During Matthew Flinders' journey to Australia in 1801, astronomer John Crossley became sick and left in Cape Town. K3 was given to replacement astronomer James Inman in late 1802 to take to Australia for Flinders. Flinders mainly used the two new Earnshaw's #520 and #546. His other chronometers, Arnold's older #82 and #176, both stopped early in the voyage.
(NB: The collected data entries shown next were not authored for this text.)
Issue #10, opened 2023-12-07
Room class structure


Turtyo:
## Feature Description

What should be the structure of the `Room` class ? 

## Motivation

Rooms being the most basic element of the map should have a carefully thought structure, since the entire map is just assembling rooms.

## Acceptance Criteria

Tests should pass.

## Proposed Solution

Rooms have the following elements:
- an integer to know the light level (0 being unlit, 1 is dimly lit, 2 is lit, 3 is brightly lit), could also be an `ENUM`
- a boolean to know if a torch is in the room (but maybe we want to let the player put multiple torches in a room ?)
- an event ( #20 )

## Additional Context

This issue is in link with the map implementation #6

cheesefrycook:
Makes sense to me. I think the Room can extend from Resource similar to CardBase. Then the Map can generate a list of Room when the run starts. Then when we want to display the map to the player, we initialize a bunch of RoomWorld with the data from the Room array. RoomWorld can be a Node2D/Control node that just holds Room data and displays it. Having the separate Room and RoomWorld structure like this will let us load/unload the map display, while keeping the actual data stored in the array in Map.

Turtyo:
Let's call it `RoomDisplay` then.

Turtyo:
I think the display will be made in another PR and not in the initial room implementation

Issue #6, opened 2023-12-06
Map implementation


Turtyo:
## Feature Description

A map composed of different floors, each floor composed of different rooms. After each combat you open the map and choose your next destination on the floor above you.
Each room has an icon depending on the encounter. The player can move to the room directly above them or the ones on the side of the room directly above them.
The entire map shouldn't be visible, and should interact with torch placement, cf #9

## Motivation

Since we are making a dungeon crawler, we have decided on using a map with floors and nodes (which we will probably need to name "rooms" or something else to not get confused with Godot nodes). This issue is meant to discuss the implementation of such a map system.

## Concept art / Designs

![floor_concept](https://github.com/Saplings-Projects/1M_sub/assets/49365680/28c91478-a888-4f67-a6e7-2f54025cc472)

## Acceptance Criteria

- Map should only be used once after each room.
- Movements on the map must make the player go up one floor (no movement on the same floor or to a floor below).
- You can toggle viewing the map (if you have something else you to check first this can be useful)
- Map should have icons on each room depending on the room type
- Each room can have its event changed depending on light level (cf #10 )
- The map should have an indicator of the rooms the player can access from their current position
- The entire game can be composed of several maps (sections), where you access next section after beating the current section's boss
- Map should be interacted with via the mouse (open to discussion)

## Proposed Solution

The most basic element should be the `Room`. Then we have `Floor` that are composed of rooms and finally the `Map` is composed of floors.
When the player starts a new map, an algorithm makes a distribution of the rooms, starting with the most influential events such as mini-boss and shops / heal points, then fills the remaining rooms with mobs / mystery events (or even other types of events depending on if we add more).
The indicator of the rooms that are accessible could be a having the border of the rooms glow.

A `Room` should have variables to do:
- associated event (and thus we need to create an "event" class)
- light level and a function to calculate the light level
- a boolean to know if we show the tile or not. This could also be directly linked to the light level to have non-visible, dimly lit, lit, brightly lit which appear differently

Cf #10 for the discussion on `Room`.

Floors are a collection of rooms. Not sure of the date structure to use here. We need the floor to ensure that movements are made only from one floor to the one above

Map can be an array of floors.

Other possibility instead of having floors and map class is to have the `Map` be a `2D Array` of rooms, which might facilitate the manipulation of said object.

## Implementation Steps

We should first focus on implementing the structure of the map, then:
- how to move between the rooms and indicator
- create the `Event` class [ #20  ]
[...]

PR #30, opened 2023-12-21
Randomized map generator

multi-arm:
# Description

Added base classes for map, floor and room
Added manager script to manage said base classes

## Related issues

Issue 10 (#10), Issue 6 (#6)

## List of changes

Created MapBase, FloorBase and RoomBase classes
Created MapManager script
Created test_map

## Tests

Added one test for generation. More tests will be added in the future

## Additional notes

Trying this again, everything should be fixed now hopefully but I'll make this a draft too just in case.


Map/FloorBase.gd
```diff
@@ -0,0 +1,6 @@
+extends Resource
+class_name Floor
```
Turtyo, line 2: The `Floor` class was decided against as per this comment https://github.com/Saplings-Projects/1M_sub/issues/6#issuecomment-1852966312
The current structure for the map should be a 2D array instead of an Array of floors

Map/MapBase.gd
```diff
@@ -0,0 +1,7 @@
+extends Resource
+class_name Map
+## Class for a map. Provides classes for the map
+##
+## Holds basic functionality for a map
+@export var floors: Array[Floor]
```
Turtyo, line 6: This should be a 2D array of rooms since the floor implementation was decided against.

Map/RoomBase.gd
```diff
@@ -0,0 +1,11 @@
+extends Resource
+class_name Room
+## Class for a room on the map. Provides base classes for all rooms to use regardless of the type
+##
+## Holds basic functionality for a room on the map
+@export var light_level: int = 0
+@export var has_torch: bool = false
+
+func get_room_type():
```
Turtyo, line 19: by room type do you mean the event in the room ?

Map/MapBase.gd
```diff
@@ -0,0 +1,7 @@
+extends Resource
+class_name Map
```
Turtyo, line 2: should be named `MapBase`

Map/RoomBase.gd
```diff
@@ -0,0 +1,11 @@
+extends Resource
+class_name Room
```
Turtyo, line 2: should be named `RoomBase`

Map/MapManager.gd
```diff
@@ -0,0 +1,26 @@
+extends Node2D
+## Class to manage backend for rooms (generation and such)
+
+signal populate_floor ## call this to generate rooms in a floor
```
Turtyo, line 4: is this signal really needed ? the signal to say we finished maybe, but a signal to start ? can't we just call the function ?

Edit : it won't even be needed since we won't use floors

Turtyo (changes requested):
The implementation using `Floor` was decided against in #6
The implementation should use a 2D array of rooms instead. Changes are needed to remove the use of floors in this implementation

Map/RoomBase.gd
```diff
@@ -1,21 +1,17 @@
...
 
 @export var light_level: int = 0
 @export var has_torch: bool = false
-@export var this_room_type:RoomType = RoomType.UNKNOWN
-@export var coordinates:Vector2
-func get_room_type():
-	return this_room_type
-
+@export var this_room_event: RoomEvent
+@export var coordinates: Vector2
```
Turtyo, line 17: i'm not exactly sure a room needs to know where it is on the map. That's more of an information for the map level I think

Map/MapManager.gd
```diff
@@ -1,26 +1,21 @@
...
-			var _generated_room:Room = Room.new()
-			var _possible_room_types = _generated_room.RoomType
-			var rand_type = _possible_room_types.keys()[randi() % _possible_room_types.size()]
-			_grid[x][y] = rand_type
+	for x in range(_map.width): ## loop through elements of the grid and assign a room type
+		for y in range(_map.height):
+			var _generated_room: RoomBase = RoomBase.new()
+			var _rand_type: String = _generated_room.RoomEvent.keys()[randi() % _generated_room.RoomEvent.size()]
+			var _rand_type_index: int = _generated_room.RoomEvent.get(_rand_type)
+			_grid[x][y] = _rand_type
```
Turtyo, line 16: _rand_type of type `String` gets assigned to _grid[x][y]
then we do `_map.rooms = _grid`
so the rooms are string, which is not what we want, we want a map of rooms

Map/MapBase.gd
```diff
@@ -1,7 +1,10 @@
 extends Resource
-class_name Map
-## Class for a map. Provides classes for the map
+class_name MapBase
+## Class for the map. Provides functions for the map
 ##
 ## Holds basic functionality for a map
-@export var floors: Array[Floor]
+
+@export var rooms: Array = [] ## 2D array of rooms on the map. this will be assigned when generating rooms
```
Turtyo, line 7: should be `@export var rooms: Array[RoomBase] = []`

Map/MapBase.gd
```diff
@@ -1,7 +1,10 @@
...
+@export var width:int = 3
```
Turtyo, line 8: this supposes that the width of the map is constant. This is a supposition we can make on height, but as seen in the drawing of the issue #6 the width can change.
The width should be an array instead of a singular value. There is also a condition on the array which is that each floor can only be 2 more wide than the floor before it (to be sure we can always access all the rooms on the next floor).
This wasn't explicitly discussed in the issue, i will add a comment now to talk about this with more details.

Turtyo (commented):
Thank you for the contribution ! I left comments on points that I felt needed changes. We can discuss if you think some of the changes I suggest shouldn't be made

Turtyo:
i'm also realizing the room doesn't have an EventBase element, but you will need to wait for #29 to be closed to be able to reference that properly (which will also give you access to the list of possible events)

Turtyo:
Now that #29 has been closed, you can properly reference the Event class in the rooms

Turtyo:
Did you commit everything again ? Because I don't see the previous commits, they seem to have disappeared.

Tests/test_map.gd
```diff
@@ -0,0 +1,7 @@
+extends GutTest ## Tests for MapManager, more will be added in the future
+
+var test_generator = load("res://Map/MapManager.gd")
+
+func test_map_gen():
+	var result = test_generator.create_map()
+	assert_eq(result, result, "Expected to return generated class")
```
Tysterman74, line 7: A better test here would be `assert_not_null(result, "Expected to return generated class")`. We would want to be checking for equality if we make a test object within this file to compare it against!

Map/RoomBase.gd
```diff
@@ -0,0 +1,10 @@
+extends Resource
+class_name RoomBase
+## Class for a room on the map. Provides base classes for all rooms to use regardless of the type
+##
+## Holds basic functionality for a room on the map
+
+@export var possible_events: Array = [EventHeal, EventMob, EventRandom, EventShop]
+@export var light_level: int = 0
+@export var has_torch: bool = false
+@export var this_room_event: EventBase
```
Tysterman74, line 10: If we're going to be making several instances of RoomBase, I don't think it's necessary to prepend `this` for `this_room_event`. 🤔 It shouldn't have knowledge of other rooms in this class so we should be able to just name it `event` or `room_event`!

Tysterman74 (changes requested):
Overall, solid implementation on creation of the 2D for the map! Just added a few comments for cleanup and readability.

Map/RoomBase.gd
```diff
@@ -0,0 +1,10 @@
+extends Resource
+class_name RoomBase
+## Class for a room on the map. Provides base classes for all rooms to use regardless of the type
+##
+## Holds basic functionality for a room on the map
+
+@export var possible_events: Array = [EventHeal, EventMob, EventRandom, EventShop]
```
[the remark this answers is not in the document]
Turtyo: `EventBase` has one but you can't reference it directly. A way to do that is to create a new `EventBase` and then do a `event.EVENT_CLASSIFICATION`

A better way is to use a global file to store our `EVENT_CLASSIFICATION`, which extends from a Node and to auto-load it at project start with (Project -> Project settings -> Auto-load). If we call this script `GLOBAL_VAR.gd` you can reference his elements with `GLOBAL_VAR.ELEMENT`.
I think we should implement this second option because it might be useful in the future. I should have thought about loading in other files when I first asked for this array...

Map/RoomBase.gd
Turtyo: `room_event` seems like a good name

Map/MapBase.gd
```diff
@@ -0,0 +1,9 @@
+extends Resource
+class_name MapBase
+## Class for the map. Provides functions for the map
+##
+## Holds basic functionality for a map
+
+@export var rooms: Array = [RoomBase] ## 2D array of rooms on the map. this will be assigned when generating rooms
+@export var width: PackedInt32Array = [2,3,2]
```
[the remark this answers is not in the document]
Turtyo: This is kinda "magic number" but it actually makes sense. If you look at the issue, you can see that the map has a variable width. The numbers here represent the width of successive floors. I don't think it would be good to add naming because this might be extended to more than those 3 numbers (there will be a many width as there are floors).

A comment would be good to explain that though.

Map/MapManager.gd
```diff
@@ -0,0 +1,21 @@
...
+		for j: int in _map.width[i]:
+			_grid[i].append(0)
+
+	for x: int in range(_map.width.size()): ## loop through elements of the grid and assign a room type
+		for y: int in range(_map.width[x]):
+			var _generated_room: RoomBase = RoomBase.new()
+			var _rand_type_index: int = randi() % _generated_room.possible_events.size()
+			var _room_event: EventBase = _generated_room.possible_events[_rand_type_index].new()
+			_generated_room.this_room_event = _room_event
+			_grid[x][y] = _generated_room
```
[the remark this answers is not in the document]
Turtyo: It probably works to do both at the same time. Would also rename `x` to `width_index` and `y` to `height_index` maybe ? or `floor_index` but we should probably avoid using the name `floor` for now to not get confused with the initially discussed implementation

Map/RoomBase.gd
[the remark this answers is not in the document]
multi-arm: > **A better way** is to use a global file to store our `EVENT_CLASSIFICATION`, which extends from a Node and to auto-load it at project start with (Project -> Project settings -> Auto-load). If we call this script `GLOBAL_VAR.gd` you can reference his elements with `GLOBAL_VAR.ELEMENT`. I think we should implement this second option because it might be useful in the future. I should have thought about loading in other files when I first asked for this array...
for this, did you want it to be added in this pr, or a separate one?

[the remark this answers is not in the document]
Turtyo: You can do that in the current PR since it's quick to do and you need the list of events (which already exists).

Map/MapBase.gd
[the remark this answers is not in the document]
Tysterman74: A comment for clarity on this would be fine then.

Map/MapBase.gd
```diff
@@ -5,5 +5,4 @@ class_name MapBase
 ## Holds basic functionality for a map
 
 @export var rooms: Array = [RoomBase] ## 2D array of rooms on the map. this will be assigned when generating rooms
-@export var width: PackedInt32Array = [2,3,2]
-
+@export var floors_width: PackedInt32Array = [2,3,2] ## array for variable map width, each element is the width of a floor
```
Turtyo, line 8: good comment
on the topic of map width, you should check my latest comment #6 so you can see the latest ideas I had for map requirement width (i think it should make it so that the map will properly work, I'm not sure for the end though)

Map/MapManager.gd
```diff
@@ -4,18 +4,14 @@ extends Node2D
 static func create_map(): ## Generates and Populates a map with rooms that have random room types. More in depth algorithms will be added in the future
 	var _map: MapBase = MapBase.new()
 	var _grid: Array = [] ## 2d array to return. this will be populated with rooms
-	
-	for i: int in _map.width.size(): ## construct 2d array to return
+	for index_width: int in range(_map.floors_width.size()): ## loop through elements of the grid and assign a room type
```
Turtyo, line 7: this should be the opposite actually, `index_height`. Since the array gives the different width, the array is being read iterating through the heights.

Map/MapManager.gd
```diff
@@ -4,18 +4,14 @@ extends Node2D
...
 		_grid.append([])
-		for j: int in _map.width[i]:
-			_grid[i].append(0)
-
-	for x: int in range(_map.width.size()): ## loop through elements of the grid and assign a room type
-		for y: int in range(_map.width[x]):
+		for index_height: int in range(_map.floors_width[index_width]):
```
Turtyo, line 9: On this it should be: `for index_width: int in range(_map.floors_width[index_height]):`
this is logical since you are on the array that gives different width, so an element of it is a width and not a height

Map/MapManager.gd
```diff
@@ -4,18 +4,14 @@ extends Node2D
...
+			_grid[index_width].append(0)
```
Turtyo, line 10: is this really necessary since you could append the generated rooms later instead of replacing the 0 ? maybe it's actually better for readability, but it's a change of type. Maybe `null` instead ?

Turtyo (commented):
Nice on the global var, is it working properly with it ? if yes, I need the same global var file for my own PR, so I'll copy yours to not have merge conflicts

Map/MapBase.gd
multi-arm: this can be freely changed, and in the future it will be added with more in depth algorithms. i've changed it to reflect it though.

Turtyo:
I was thinking a little something. In the loop we append the rooms. This means that every room in the map is "justified to the left" in the matrix kinda (since we append at the start); it looks like that:
X
X X X
X X X X X
X X X X X X X
X X X X X
X X X
X

I think for traveling purpose logic later (to know which room you can be in), it would be better to be closer to the visual representation of the room, meaning like that:
         X
      X X X
   X X X X X
X X X X X X X
   X X X X X
      X X X
         X

A way to do that in the loop would be to check the max of the width (let's say it's 7), for each line you start by appending `null` exactly `padding = (max - current_width)/2` (so 3 for the first stage). You then append your rooms (one for the first floor). Then you append `padding` `null` times again.

For the second floor, it works again, `max` is 7, `width` is 3, you get `(7-3)/2 = 2` so you pad with 2 null, 3 rooms then 2 null. 

If we do it that way, the matrix will be square, symmetrical left right and symmetrical up down

Tests/test_eventbase.gd
```diff
@@ -7,15 +7,15 @@ func before_each():
...
-	var event1 = eventBase.EVENTS_CLASSIFICATION[1]
+	var event1 = GlobalVar.EVENTS_CLASSIFICATION[1]
 	assert_eq(event1, EventRandom)
 	
-	var event2 = eventBase.EVENTS_CLASSIFICATION[2]
+	var event2 = GlobalVar.EVENTS_CLASSIFICATION[2]
 	assert_eq(event2, EventShop)
 	
-	var event3 = eventBase.EVENTS_CLASSIFICATION[3]
+	var event3 = GlobalVar.EVENTS_CLASSIFICATION[3]
```
Tysterman74, line 19: Thank you for updating the tests 🙏

Map/MapManager.gd
```diff
@@ -6,14 +6,19 @@ static func create_map(): ## Generates and Populates a map with rooms that have
 	var _grid: Array = [] ## 2d array to return. this will be populated with rooms
 	
 	for index_height: int in range(_map.floors_width.size()): ## loop through elements of the grid and assign a room type
+		var _max_floor_size = _map.floors_width[_map.floors_width.size()/2]
```
Turtyo: this can be outside the loop, no need to calculate the max width of the map each time
the max isn't necessarily at the middle of the map either (you could imagine a map that gets big, smaller at the middle, then big again).
For this, i would advise on using the `max` function (which works on array). So probably:
`var _max_floor_size = max(_map.floors_width)`

Map/MapManager.gd
```diff
@@ -6,14 +6,19 @@ static func create_map(): ## Generates and Populates a map with rooms that have
...
 		_grid.append([])
+		var _padding = (_max_floor_size - _map.floors_width[index_height])/2
+		var _floor_width = _map.floors_width[index_height]
```
Turtyo: if you put this before the previous line, you can more easily write previous line as:
`var _padding = (_max_floor_size - _floor_width)/2`

Map/MapManager.gd
```diff
@@ -6,14 +6,19 @@ static func create_map(): ## Generates and Populates a map with rooms that have
 	var _grid: Array = [] ## 2d array to return. this will be populated with rooms
 	
 	for index_height: int in range(_map.floors_width.size()): ## loop through elements of the grid and assign a room type
+		var _max_floor_size = _map.floors_width[_map.floors_width.size()/2]
 		_grid.append([])
+		var _padding = (_max_floor_size - _map.floors_width[index_height])/2
```
Turtyo: would rename to `_padding_size`

Map/MapManager.gd
```diff
@@ -6,14 +6,19 @@ static func create_map(): ## Generates and Populates a map with rooms that have
...
+		var _floor_width = _map.floors_width[index_height]
+		for index_padding:int in _padding*2:
```
Turtyo, line 13: why use `_padding*2` ?
I think a much simpler way to add the padding is to Array constructors directly:
```GDScript
var _padding = Array(_padding_size)
_padding.fill(null)
_grid.append(_padding)
```
Then you add the rooms, and you add the padding again (no need to calculate it a second time, you already have it)

Turtyo (changes requested):
Thank you for implementing the idea I gave earlier @multi-arm !
I think it needs some changes. 

This would probably be a good thing to test in the map tests also (generate a small map and compare it to a reference we have, to be sure the padding an the rooms all are correctly set)

Turtyo:
I'm also seeing you added some typing for functions in the latest commit, could you take a look at these comments i left at the beginning about some missing types ?
https://github.com/Saplings-Projects/1M_sub/pull/30#discussion_r1434508980
https://github.com/Saplings-Projects/1M_sub/pull/30#discussion_r1434515781

Tysterman74:
Sanity checking this, I think we need to sync up `map-implementation` with main. I see the Contributing.md file has been changed and I believe multi synced up changes with main and is still merging into `map-implementation` with the new changes.

Turtyo:
If it's just for the Contributing.md, I don't think it's really needed to sync main in map (it's not a code dependency for example)

Map/MapManager.gd
```diff
@@ -1,25 +1,27 @@
...
-		var _padding: int = (_max_floor_size - _map.floors_width[index_height])/2
-		var _floor_width: int = _map.floors_width[index_height]
-		for index_padding:int in _padding*2:
-			if _padding > 0:
-				_grid[index_height].insert(index_padding, null)
+		
+		var _floor_width : int = _map.floors_width[index_height]
+		var _padding_size : int = (_max_floor_size - _floor_width)/2
+		
+		_grid[index_height].resize(_max_floor_size-_floor_width)
```
Turtyo, line 15: for clarity's sake, I would just put line 9 `_grid.append([])` before this one, so we can understand it's directly linked

Map/MapManager.gd
```diff
@@ -1,25 +1,27 @@
...
+		_grid[index_height].fill(null)
```
Turtyo, line 16: i see the idea (basically the same as appending at the start before putting rooms). But i don't see that being done after the rooms are put in the map.
Coming back to my previous comment on this, i think:
```GDScript
var _padding = Array(_padding_size)
_padding.fill(null)
_grid.append(_padding)
#
# file with rooms
#
_grid.append(_padding)
```
would be a clear approach

Map/MapManager.gd
```diff
@@ -1,20 +1,21 @@
 extends Node2D
 ## Class to manage backend for rooms (generation and such)
  
-static func create_map() -> MapBase: ## Generates and Populates a map with rooms that have random room types. More in depth algorithms will be added in the future
+#layout changes the width of the map's floors
+static func create_map(_layout: Array[int]) -> MapBase: ## Generates and Populates a map with rooms that have random room types. More in depth algorithms will be added in the future
```
Turtyo, line 5: I think `floors_width` was clear, why change to `_layout` which can describe more things ? to not be confused with the width of the map in itself ?
if that's the case, i would like to have a name that is close

Tests/test_map.gd
```diff
@@ -2,6 +2,20 @@ extends GutTest ## Tests for MapManager, more will be added in the future
 
 var test_generator = load("res://Map/MapManager.gd")
 
+
+
 func test_map_gen():
-	var result = test_generator.create_map()
-	assert_not_null(result, "Expected to return generated class")
+	var test_width: Array[int] = [1,3,5,3,1]
```
Turtyo, line 6: good way of testing it. Just to be exhaustive I think it should be good to test that the place where we expect a room is actually not null
Also from a code standpoint, maybe doing the following would be clearer:
```GDScript
var test_width: Array[int] = [1,3,5,3,1]
var test_map: MapBase = test_generator.create_map(test_width)
var expected_null_array: Array[Array] = [[0,0],[0,1],[0,3],[0,4],[1,0] ...]
for couple: Array[int] in expected_null_array:
    assert_null(test_map.rooms[couple[0]][couple[1]])
# you can another loop for the not null
```
need to check syntax since I just wrote it like that, but this allows to not add a new assert line every time you add more things (and the code is also shorter). One down side of that might if we have an error, it'll always be the same line. To prevent not knowing which position gives the error, a print that gives the current room would be good (so that if it fails, we know where we were)

Tests/test_map.gd
```diff
@@ -2,20 +2,12 @@ extends GutTest ## Tests for MapManager, more will be added in the future
...
-	assert_null(test_map.rooms[0][4])
-	assert_null(test_map.rooms[4][0])
-	assert_null(test_map.rooms[4][1])
-	assert_null(test_map.rooms[4][3])
-	assert_null(test_map.rooms[4][4])
-	assert_null(test_map.rooms[1][0])
-	assert_null(test_map.rooms[1][4])
-	assert_null(test_map.rooms[3][0])
-	assert_null(test_map.rooms[3][4])
+	for index_height in test_map.rooms.size():
```
Turtyo, line 8: I would rather have an explicit list than testing like that. This rises the chances of a bug slipping through because this code is incorrect, which will have less chances of happening with an explicit list. If you want something shorter, cf my previous comment on this test function.

Turtyo (changes requested):
Thank you for addressing the changes ! I think we will soon be done with this PR, that's a good implementation for a basis.
Some parts still need changes imo

Map/MapManager.gd
```diff
@@ -0,0 +1,28 @@
...
+		_grid.append([])
+		
+		var _floor_width : int = _layout[index_height]
+		var _padding_size : int = (_max_floor_size - _floor_width)/2
+		
+		_grid[index_height].resize(_max_floor_size-_floor_width)
+		_grid[index_height].fill(null)
+		
+		for index_width: int in range(_layout[index_height]):## loop through elements of the grid and assign a room type
+			var _rand_type_index: int = randi() % GlobalVar.EVENTS_CLASSIFICATION.size()
```
Tysterman74, line 19: Would `randi_range(0, GlobalVar.EVENTS_CLASSIFICATION.size() - 1)` be better here? `randi()` can return `2^32 - 1` so not sure if we want to be doing that big of a calculation for every room we go through.
`

Map/MapManager.gd
```diff
@@ -0,0 +1,28 @@
...
+			var _room_event: EventBase = GlobalVar.EVENTS_CLASSIFICATION[_rand_type_index].new()
+			var _generated_room: RoomBase = RoomBase.new()
+			
+			_generated_room.room_event = _room_event
+			
+			_grid[index_height].insert(index_width+_padding_size,_generated_room as RoomBase)
+	#print(_grid)
```
Tysterman74, line 26: Comment here, please remove if not needed.

Tysterman74 (changes requested):

Map/MapManager.gd
Turtyo: you are right, a range is probably better

Map/MapManager.gd
```diff
@@ -0,0 +1,29 @@
...
+		_padding.fill(null)
+		_grid.append([])
+		_grid[index_height].append_array(_padding)
+		
+		for index_width: int in range(floors_width[index_height]):## loop through elements of the grid and assign a room type
+			var _rand_type_index: int = randi_range(0, GlobalVar.EVENTS_CLASSIFICATION.size() - 1)
+			var _room_event: EventBase = GlobalVar.EVENTS_CLASSIFICATION[_rand_type_index].new()
+			var _generated_room: RoomBase = RoomBase.new()
+			_generated_room.room_event = _room_event
+			_grid[index_height].insert(index_width+_padding_size,_generated_room as RoomBase)
```
Turtyo, line 26: why use insert instead of append btw ?

Map/MapManager.gd
```diff
@@ -2,27 +2,28 @@ extends Node2D
 ## Class to manage backend for rooms (generation and such)
  
 #layout changes the width of the map's floors
-static func create_map(_layout: Array[int]) -> MapBase: ## Generates and Populates a map with rooms that have random room types. More in depth algorithms will be added in the future
+static func create_map(floors_width: Array[int]) -> MapBase: ## Generates and Populates a map with rooms that have random room types. More in depth algorithms will be added in the future
```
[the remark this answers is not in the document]
Tysterman74: Turtyo has a point, we have floors_width already defined in MapBase, so it may be beneficial to update this name so we don't run into any complications once we add this to the scene.

Tysterman74 (approved):
I'll approve since everything looks good from my end, I do have the same comment as Turtyo though.

Tests/test_map.gd
```diff
@@ -8,7 +8,9 @@ func test_map_gen():
 	var expected_null_array: Array[Array] = [[0,0], [0,1], [0,3],[0,4],[1,0],[1,4],[3,0],[3,4],[4,0],[4,1],[4,3],[4,4]]
 	var expected_exists_array: Array[Array] = [[0,2],[1,1],[1,2],[1,3],[2,0],[2,1],[2,2],[2,3],[2,4],[3,1],[3,2],[3,3],[4,2]]
 	for couple: Array[int] in expected_null_array:
-		assert_null(test_map.rooms[couple[0]][couple[1]], "expected null at"+str(couple))
-		
+		var _room = test_map.rooms[couple[0]][couple[1]]
+		assert_null(test_map.rooms[couple[0]][couple[1]], "Expected null at %s but got %s" % [couple, _room])
```
Turtyo, line 12: since you have the `_room` variable defined, you can use that instead of `test_map.rooms[couple[0]][couple[1]]` in the assert

Tests/test_map.gd
```diff
@@ -8,7 +8,9 @@ func test_map_gen():
...
+
 	for couple: Array[int] in expected_exists_array:
-		assert_not_null(test_map.rooms[couple[0]][couple[1]], "expected not null at"+str(couple))
+		var _room = test_map.rooms[couple[0]][couple[1]]
+		assert_not_null(test_map.rooms[couple[0]][couple[1]], "Expected not null at %s but got %s" % [couple, _room])
```
Turtyo, line 16: same logic as above, us `_room` in the `assert_not_null`

Turtyo (commented):
Will pull in local to test

#Scenes/TestingScene.tscn
```diff
@@ -11,13 +11,47 @@
...
 [ext_resource type="Resource" uid="uid://bsrdu33ukb1ym" path="res://Cards/Resource/Card_EnemyAttack.tres" id="11_3k5t2"]
 [ext_resource type="Texture2D" uid="uid://caemucaya30wh" path="res://Cards/draw_pile.png" id="11_pw70x"]
 [ext_resource type="Texture2D" uid="uid://d4muqvs3etnr8" path="res://Cards/discard_pile.png" id="12_kxw48"]
 [ext_resource type="Script" path="res://UI/EndTurnButton.gd" id="14_dpe64"]
+[ext_resource type="Texture2D" uid="uid://hqkt8t1v2f5h" path="res://Cards/deck_pile.png" id="18_b54hn"]
+[ext_resource type="Script" path="res://UI/DeckPileUISetter.gd" id="19_ucc6f"]
+
+[sub_resource type="Resource" id="Resource_82ci8"]
+script = ExtResource("10_qowiy")
+damage_to_apply_to_target = 0.0
```
Turtyo: also I notice that from `damage_to_apply_to_target` to `amount_of_cards_to_discard` came back in the merge
I believe this in an error that slipped through, could you please remove it?

Turtyo: Disregard this comment, it is not relevant since we are on the map and not the main

Turtyo (approved):

Turtyo:
I pulled in local to test, it loads and all the tests are passing. We don't have any visual for now but the code seems good, and this is a solid basis imo. Thank you @multi-arm !
@Tysterman74 we are just gonna need your approval again since need pushes were made. If you could also squash merge once that is done :+1:

Tysterman74 (approved):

K3 was only used by Flinders to chart Wreck Reefs, where he was shipwrecked. It was taken back to England by Inman.

All three of Kendall's chronometers had been to Australia by August 1788, one of them twice.

K3 is also now kept at the Royal Observatory, Greenwich. In 1978 K3 was taken to Canada to be part of "Discovery 1778", an exhibition at the Vancouver Centennial Museum. In the 1988 K3 went to Australia for Brisbane's Expo and an exhibition at the Mitchell Library in Sydney.

== Later life and death ==
Kendall was a first-class craftsman but not a technical designer. After K3 Kendall built chronometers to the design of John Arnold.

His home was Furnival's Inn Court, London, where he died on 22 November 1790. He was buried on 28 November in the Quaker burial ground in Kingston upon Thames. His brother, Moses, had his personal effects and the contents of his workshop auctioned by Christie's.

A blue plaque (photo above right) about Kendall was unveiled on 3 May 2014 in the garden of Charlbury Museum, and erected on the wall of the Post Office, close to his childhood home (since the house no longer stands).